▶ **Supplied data**
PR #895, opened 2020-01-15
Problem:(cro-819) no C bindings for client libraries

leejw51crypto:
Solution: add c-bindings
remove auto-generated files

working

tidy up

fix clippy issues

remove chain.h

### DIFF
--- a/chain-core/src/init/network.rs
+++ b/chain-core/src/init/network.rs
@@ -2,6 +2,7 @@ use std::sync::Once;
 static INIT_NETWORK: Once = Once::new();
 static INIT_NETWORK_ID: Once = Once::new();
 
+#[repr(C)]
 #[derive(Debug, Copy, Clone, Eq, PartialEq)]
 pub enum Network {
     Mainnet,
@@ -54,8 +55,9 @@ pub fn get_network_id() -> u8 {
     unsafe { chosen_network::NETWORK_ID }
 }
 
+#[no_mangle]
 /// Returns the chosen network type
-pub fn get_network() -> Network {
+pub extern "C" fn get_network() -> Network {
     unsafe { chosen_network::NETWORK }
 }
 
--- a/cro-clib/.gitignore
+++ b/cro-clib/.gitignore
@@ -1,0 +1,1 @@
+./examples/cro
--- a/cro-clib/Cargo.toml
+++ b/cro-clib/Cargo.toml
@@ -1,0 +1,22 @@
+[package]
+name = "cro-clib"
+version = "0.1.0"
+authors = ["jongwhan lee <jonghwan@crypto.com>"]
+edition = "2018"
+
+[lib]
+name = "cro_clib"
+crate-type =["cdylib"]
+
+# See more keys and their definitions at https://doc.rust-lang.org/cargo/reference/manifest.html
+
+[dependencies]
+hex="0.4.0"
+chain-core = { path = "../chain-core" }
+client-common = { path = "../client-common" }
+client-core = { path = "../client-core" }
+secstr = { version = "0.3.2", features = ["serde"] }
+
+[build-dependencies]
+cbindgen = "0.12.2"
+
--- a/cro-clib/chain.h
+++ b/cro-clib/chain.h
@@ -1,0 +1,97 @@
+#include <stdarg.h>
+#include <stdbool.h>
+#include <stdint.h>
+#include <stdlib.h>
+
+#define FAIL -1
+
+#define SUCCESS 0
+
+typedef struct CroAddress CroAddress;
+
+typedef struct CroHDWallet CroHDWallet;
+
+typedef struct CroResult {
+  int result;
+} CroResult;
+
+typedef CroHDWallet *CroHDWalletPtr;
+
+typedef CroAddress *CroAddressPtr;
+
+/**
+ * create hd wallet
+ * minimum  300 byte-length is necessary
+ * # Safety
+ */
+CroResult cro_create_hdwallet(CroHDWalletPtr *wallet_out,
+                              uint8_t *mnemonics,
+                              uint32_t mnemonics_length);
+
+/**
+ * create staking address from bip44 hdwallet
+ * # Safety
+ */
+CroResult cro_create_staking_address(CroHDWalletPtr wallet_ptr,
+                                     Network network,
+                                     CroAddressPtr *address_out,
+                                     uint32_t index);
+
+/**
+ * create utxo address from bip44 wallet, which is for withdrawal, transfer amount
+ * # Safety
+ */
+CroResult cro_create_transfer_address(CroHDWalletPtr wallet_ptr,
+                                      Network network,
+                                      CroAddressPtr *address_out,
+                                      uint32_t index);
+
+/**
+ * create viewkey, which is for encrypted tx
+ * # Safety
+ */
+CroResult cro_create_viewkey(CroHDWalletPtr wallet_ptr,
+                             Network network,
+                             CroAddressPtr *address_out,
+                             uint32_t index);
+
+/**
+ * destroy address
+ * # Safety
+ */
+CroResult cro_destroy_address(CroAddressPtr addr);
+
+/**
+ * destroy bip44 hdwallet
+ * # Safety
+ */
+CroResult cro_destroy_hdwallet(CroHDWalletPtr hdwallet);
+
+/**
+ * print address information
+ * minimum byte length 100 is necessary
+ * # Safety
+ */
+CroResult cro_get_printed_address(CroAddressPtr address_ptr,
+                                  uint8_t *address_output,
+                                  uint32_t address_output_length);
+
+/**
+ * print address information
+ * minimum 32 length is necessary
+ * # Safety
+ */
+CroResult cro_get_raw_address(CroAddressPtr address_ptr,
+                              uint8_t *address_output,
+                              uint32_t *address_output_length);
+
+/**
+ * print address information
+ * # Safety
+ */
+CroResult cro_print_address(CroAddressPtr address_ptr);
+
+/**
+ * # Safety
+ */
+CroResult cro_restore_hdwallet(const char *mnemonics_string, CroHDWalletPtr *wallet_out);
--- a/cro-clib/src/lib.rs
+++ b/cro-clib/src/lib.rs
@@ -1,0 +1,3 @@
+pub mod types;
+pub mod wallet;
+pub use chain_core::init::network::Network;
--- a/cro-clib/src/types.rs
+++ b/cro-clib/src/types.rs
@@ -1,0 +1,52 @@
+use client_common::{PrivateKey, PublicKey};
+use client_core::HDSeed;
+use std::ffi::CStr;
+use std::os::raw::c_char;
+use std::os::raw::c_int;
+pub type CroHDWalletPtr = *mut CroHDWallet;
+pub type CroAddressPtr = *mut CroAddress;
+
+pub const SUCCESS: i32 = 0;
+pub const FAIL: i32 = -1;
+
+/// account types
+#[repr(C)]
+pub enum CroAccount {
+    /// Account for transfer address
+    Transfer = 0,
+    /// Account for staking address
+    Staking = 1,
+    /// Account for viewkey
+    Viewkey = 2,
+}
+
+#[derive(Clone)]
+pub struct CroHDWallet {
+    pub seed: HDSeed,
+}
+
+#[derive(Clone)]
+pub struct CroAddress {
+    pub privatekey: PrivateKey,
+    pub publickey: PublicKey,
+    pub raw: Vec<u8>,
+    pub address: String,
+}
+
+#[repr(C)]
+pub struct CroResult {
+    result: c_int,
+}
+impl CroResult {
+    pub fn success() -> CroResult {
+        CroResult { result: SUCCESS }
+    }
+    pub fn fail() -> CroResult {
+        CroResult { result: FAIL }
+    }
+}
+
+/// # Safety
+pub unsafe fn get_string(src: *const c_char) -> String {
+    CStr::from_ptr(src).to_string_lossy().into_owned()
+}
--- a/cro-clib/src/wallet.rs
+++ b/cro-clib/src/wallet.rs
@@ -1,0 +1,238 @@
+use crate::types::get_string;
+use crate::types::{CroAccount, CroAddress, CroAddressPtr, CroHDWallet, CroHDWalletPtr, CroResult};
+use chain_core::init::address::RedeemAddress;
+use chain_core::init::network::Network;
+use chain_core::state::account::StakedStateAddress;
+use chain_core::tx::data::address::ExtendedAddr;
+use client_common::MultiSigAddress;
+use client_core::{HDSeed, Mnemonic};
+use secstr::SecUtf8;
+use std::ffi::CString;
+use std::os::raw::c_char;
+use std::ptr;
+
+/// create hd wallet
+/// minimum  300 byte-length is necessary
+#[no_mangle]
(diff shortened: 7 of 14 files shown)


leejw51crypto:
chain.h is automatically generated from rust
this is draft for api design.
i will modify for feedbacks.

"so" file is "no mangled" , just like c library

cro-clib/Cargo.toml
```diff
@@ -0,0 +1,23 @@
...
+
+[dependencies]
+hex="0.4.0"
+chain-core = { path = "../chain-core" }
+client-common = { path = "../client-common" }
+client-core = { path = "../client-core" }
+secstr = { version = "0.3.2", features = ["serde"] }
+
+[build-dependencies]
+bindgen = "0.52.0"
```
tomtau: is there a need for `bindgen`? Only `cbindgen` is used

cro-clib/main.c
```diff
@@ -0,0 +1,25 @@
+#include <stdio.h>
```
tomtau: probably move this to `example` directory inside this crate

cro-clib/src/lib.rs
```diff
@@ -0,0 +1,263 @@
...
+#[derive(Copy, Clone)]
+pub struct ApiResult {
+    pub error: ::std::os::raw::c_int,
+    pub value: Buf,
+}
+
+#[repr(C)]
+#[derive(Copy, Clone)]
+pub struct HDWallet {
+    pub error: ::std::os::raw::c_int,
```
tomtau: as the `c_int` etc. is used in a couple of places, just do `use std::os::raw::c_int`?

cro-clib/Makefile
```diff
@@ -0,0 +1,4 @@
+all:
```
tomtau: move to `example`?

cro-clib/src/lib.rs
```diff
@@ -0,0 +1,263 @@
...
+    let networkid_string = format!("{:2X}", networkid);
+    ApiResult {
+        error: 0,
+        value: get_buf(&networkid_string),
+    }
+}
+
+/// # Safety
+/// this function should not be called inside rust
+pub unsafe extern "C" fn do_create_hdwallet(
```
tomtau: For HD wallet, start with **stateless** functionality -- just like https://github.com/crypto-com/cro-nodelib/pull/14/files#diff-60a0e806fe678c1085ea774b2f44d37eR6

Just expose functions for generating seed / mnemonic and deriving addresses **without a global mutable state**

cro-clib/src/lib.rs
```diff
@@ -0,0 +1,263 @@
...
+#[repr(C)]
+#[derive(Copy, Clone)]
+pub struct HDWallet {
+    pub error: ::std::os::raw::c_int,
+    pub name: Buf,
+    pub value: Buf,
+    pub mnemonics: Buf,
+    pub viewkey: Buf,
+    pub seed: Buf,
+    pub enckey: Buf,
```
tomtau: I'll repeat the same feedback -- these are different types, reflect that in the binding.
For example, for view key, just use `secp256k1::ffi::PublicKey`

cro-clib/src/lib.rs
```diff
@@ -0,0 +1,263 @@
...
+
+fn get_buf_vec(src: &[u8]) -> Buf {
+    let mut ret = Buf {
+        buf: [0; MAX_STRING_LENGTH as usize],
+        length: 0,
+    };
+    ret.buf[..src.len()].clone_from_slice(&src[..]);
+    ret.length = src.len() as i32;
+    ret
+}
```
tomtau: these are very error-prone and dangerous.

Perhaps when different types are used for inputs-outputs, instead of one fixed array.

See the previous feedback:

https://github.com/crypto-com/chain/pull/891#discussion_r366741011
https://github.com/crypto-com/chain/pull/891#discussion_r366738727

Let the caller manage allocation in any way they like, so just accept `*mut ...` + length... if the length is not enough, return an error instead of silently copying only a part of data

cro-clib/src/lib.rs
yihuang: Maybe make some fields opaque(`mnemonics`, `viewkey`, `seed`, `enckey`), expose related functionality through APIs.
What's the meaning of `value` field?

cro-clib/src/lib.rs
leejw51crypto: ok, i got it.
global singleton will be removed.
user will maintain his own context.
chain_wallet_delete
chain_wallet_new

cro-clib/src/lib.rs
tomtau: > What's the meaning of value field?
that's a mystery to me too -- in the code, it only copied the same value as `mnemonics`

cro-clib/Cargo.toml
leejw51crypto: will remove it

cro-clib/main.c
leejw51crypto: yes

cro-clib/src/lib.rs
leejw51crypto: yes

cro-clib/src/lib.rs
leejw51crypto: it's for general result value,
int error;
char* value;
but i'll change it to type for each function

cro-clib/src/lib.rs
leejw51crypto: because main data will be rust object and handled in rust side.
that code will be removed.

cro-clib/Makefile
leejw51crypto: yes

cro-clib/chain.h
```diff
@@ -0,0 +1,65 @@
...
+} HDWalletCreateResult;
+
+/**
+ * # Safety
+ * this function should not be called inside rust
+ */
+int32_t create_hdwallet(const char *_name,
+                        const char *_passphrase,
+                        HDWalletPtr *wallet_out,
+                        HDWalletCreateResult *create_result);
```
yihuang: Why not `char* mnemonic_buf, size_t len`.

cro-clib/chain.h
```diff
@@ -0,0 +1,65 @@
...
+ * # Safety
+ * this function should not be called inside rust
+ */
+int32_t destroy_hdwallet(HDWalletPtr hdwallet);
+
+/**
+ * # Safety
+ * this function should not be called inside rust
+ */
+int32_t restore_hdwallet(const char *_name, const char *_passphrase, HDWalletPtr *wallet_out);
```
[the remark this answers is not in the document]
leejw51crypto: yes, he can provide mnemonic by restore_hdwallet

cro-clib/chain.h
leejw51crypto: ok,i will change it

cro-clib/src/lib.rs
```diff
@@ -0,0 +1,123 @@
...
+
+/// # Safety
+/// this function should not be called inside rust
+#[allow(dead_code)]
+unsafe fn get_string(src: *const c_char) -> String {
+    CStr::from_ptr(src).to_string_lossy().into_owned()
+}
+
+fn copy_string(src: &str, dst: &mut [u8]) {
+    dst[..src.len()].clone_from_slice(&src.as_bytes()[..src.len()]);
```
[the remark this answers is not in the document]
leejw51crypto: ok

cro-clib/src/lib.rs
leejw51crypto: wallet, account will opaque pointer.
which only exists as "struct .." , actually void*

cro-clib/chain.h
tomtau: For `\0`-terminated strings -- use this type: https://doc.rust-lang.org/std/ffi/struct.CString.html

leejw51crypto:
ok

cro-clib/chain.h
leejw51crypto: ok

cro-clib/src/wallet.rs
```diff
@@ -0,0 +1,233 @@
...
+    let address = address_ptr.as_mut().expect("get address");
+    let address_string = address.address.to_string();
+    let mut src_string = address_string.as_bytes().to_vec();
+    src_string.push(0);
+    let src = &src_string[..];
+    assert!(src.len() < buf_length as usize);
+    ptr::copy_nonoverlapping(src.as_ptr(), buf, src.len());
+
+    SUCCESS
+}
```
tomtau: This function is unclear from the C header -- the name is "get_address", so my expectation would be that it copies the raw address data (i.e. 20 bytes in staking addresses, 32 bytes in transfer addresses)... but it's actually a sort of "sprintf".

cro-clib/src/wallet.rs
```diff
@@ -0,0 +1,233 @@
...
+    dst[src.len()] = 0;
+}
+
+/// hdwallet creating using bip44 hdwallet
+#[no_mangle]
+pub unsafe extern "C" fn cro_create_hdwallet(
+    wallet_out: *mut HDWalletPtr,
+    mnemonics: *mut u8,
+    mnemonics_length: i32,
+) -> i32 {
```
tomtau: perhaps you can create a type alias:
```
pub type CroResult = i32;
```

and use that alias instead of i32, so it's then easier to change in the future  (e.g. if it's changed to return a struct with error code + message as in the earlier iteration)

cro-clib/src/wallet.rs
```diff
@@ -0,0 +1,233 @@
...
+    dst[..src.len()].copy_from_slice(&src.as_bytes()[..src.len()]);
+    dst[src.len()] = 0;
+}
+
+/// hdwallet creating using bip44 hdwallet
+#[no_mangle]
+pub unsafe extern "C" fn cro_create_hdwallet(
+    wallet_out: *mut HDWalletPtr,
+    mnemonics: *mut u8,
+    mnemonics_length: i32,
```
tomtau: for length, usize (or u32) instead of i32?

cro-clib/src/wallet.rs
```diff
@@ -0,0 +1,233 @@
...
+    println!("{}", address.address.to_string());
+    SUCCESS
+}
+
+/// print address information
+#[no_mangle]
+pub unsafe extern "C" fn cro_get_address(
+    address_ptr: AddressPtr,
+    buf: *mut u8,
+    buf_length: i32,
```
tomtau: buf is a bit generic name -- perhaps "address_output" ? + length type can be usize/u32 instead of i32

▶ **Problem**
Each line above that contains the word "removed" should be returned.

▶ **Written answer**
global singleton will be removed.
that code will be removed.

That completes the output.